Work instruction:
Copy all lines below containing "longer".

□ □ □ □

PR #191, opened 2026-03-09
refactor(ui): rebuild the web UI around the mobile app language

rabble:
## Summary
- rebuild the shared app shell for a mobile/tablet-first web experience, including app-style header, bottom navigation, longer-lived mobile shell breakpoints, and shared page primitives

□ □ □ □

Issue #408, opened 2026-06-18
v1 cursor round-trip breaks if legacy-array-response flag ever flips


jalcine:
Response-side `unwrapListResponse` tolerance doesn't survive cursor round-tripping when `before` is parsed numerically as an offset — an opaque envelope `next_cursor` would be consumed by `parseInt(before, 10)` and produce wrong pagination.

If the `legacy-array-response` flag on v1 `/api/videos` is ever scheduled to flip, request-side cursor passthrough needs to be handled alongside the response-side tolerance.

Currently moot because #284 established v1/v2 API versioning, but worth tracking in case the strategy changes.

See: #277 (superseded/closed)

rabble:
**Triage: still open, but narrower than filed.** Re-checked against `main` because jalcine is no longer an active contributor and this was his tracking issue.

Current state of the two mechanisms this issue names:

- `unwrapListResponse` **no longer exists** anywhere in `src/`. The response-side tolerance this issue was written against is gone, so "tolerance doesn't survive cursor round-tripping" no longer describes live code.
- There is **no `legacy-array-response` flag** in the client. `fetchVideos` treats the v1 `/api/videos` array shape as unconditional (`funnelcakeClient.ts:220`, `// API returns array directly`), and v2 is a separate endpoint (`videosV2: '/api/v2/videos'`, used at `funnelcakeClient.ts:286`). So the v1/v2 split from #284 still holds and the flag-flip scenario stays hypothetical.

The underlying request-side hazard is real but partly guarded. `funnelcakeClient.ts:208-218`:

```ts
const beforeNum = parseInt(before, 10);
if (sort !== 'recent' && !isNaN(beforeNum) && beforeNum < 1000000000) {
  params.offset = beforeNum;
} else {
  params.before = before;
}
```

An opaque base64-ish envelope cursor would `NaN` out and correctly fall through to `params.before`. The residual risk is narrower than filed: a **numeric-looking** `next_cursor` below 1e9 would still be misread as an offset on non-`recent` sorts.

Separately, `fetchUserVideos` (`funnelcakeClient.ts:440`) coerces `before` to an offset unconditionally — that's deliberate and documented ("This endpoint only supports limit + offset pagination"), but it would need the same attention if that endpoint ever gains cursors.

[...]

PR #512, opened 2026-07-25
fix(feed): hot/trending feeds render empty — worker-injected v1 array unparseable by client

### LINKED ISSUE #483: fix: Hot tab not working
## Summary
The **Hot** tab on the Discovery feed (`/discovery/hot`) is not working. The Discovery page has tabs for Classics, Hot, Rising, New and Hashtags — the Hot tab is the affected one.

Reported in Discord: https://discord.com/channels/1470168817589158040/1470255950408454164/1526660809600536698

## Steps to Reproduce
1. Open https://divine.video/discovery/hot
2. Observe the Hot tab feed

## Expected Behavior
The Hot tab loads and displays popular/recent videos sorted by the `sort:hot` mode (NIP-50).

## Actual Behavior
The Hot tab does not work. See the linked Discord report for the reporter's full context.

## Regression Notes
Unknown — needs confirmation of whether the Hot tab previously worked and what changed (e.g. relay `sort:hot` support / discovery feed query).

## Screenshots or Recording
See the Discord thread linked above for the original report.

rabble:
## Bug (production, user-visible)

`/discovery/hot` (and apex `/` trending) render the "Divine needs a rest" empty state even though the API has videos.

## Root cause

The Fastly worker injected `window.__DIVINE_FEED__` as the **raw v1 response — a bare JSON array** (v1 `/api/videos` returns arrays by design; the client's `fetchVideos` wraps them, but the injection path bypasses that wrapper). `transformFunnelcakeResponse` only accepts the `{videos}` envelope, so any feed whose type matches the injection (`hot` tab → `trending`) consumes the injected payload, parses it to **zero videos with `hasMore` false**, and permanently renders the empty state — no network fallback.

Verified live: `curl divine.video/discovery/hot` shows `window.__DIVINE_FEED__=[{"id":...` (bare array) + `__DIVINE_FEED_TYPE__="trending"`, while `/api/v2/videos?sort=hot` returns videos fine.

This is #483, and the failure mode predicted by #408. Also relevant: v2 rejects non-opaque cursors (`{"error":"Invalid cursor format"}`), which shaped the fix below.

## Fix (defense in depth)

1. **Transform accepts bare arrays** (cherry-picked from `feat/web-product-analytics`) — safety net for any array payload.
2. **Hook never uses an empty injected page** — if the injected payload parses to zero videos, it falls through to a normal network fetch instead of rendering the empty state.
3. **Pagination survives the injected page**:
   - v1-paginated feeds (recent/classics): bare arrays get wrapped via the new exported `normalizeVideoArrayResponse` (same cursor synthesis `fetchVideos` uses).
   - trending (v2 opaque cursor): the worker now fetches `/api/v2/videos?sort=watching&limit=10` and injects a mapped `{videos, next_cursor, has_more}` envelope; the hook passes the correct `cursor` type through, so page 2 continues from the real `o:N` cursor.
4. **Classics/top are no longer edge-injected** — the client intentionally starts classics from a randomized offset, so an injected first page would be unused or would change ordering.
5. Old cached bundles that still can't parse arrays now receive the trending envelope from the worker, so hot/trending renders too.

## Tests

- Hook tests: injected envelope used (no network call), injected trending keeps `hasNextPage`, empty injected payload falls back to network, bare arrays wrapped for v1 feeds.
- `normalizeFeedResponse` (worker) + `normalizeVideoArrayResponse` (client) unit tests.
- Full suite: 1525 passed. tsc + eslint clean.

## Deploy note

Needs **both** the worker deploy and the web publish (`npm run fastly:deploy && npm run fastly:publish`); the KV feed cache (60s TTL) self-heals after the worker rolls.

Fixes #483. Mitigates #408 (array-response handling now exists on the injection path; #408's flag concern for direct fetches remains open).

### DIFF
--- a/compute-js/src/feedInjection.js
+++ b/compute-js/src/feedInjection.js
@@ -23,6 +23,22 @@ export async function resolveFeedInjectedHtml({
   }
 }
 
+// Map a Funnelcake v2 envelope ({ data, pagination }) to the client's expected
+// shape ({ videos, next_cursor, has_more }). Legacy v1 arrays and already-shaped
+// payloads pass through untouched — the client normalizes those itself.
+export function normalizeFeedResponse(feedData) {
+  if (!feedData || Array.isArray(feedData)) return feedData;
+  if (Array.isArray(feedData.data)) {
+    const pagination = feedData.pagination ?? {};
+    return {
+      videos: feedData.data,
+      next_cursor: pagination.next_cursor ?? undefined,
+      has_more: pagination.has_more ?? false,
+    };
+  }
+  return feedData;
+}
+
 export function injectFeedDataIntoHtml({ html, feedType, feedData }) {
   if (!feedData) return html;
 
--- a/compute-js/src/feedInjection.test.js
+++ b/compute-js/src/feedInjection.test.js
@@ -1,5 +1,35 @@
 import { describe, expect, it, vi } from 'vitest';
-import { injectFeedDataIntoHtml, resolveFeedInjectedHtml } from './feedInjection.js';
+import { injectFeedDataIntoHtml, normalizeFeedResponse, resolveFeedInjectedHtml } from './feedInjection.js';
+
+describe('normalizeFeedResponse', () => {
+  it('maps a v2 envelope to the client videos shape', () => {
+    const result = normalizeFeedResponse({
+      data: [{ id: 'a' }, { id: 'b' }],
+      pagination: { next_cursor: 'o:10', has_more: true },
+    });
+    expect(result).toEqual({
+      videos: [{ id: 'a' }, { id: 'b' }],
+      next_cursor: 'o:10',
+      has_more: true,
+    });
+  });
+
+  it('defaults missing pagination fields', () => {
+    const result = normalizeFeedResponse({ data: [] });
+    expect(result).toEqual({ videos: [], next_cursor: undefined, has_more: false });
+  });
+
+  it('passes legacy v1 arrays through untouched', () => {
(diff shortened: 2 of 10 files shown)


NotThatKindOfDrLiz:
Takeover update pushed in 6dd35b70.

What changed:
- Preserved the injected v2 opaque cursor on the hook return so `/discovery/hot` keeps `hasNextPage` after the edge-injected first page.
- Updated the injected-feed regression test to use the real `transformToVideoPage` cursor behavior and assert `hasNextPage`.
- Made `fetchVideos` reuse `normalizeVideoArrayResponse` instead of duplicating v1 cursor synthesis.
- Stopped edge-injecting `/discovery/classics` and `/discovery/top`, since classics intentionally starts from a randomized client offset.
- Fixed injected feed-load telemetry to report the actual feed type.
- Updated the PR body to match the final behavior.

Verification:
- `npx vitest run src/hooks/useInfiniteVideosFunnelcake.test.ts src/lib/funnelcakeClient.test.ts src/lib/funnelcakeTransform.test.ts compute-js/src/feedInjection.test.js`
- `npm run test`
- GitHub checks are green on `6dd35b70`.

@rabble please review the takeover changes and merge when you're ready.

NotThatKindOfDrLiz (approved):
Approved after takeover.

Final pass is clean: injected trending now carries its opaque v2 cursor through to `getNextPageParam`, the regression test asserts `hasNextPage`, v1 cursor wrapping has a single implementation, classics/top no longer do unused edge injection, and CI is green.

□ □ □ □

Answer to the exercise:
- rebuild the shared app shell for a mobile/tablet-first web experience, including app-style header, bottom navigation, longer-lived mobile shell breakpoints, and shared page primitives
**Triage: still open, but narrower than filed.** Re-checked against `main` because jalcine is no longer an active contributor and this was his tracking issue.
- `unwrapListResponse` **no longer exists** anywhere in `src/`. The response-side tolerance this issue was written against is gone, so "tolerance doesn't survive cursor round-tripping" no longer describes live code.
4. **Classics/top are no longer edge-injected** — the client intentionally starts classics from a randomized offset, so an injected first page would be unused or would change ordering.
Final pass is clean: injected trending now carries its opaque v2 cursor through to `getNextPageParam`, the regression test asserts `hasNextPage`, v1 cursor wrapping has a single implementation, classics/top no longer do unused edge injection, and CI is green.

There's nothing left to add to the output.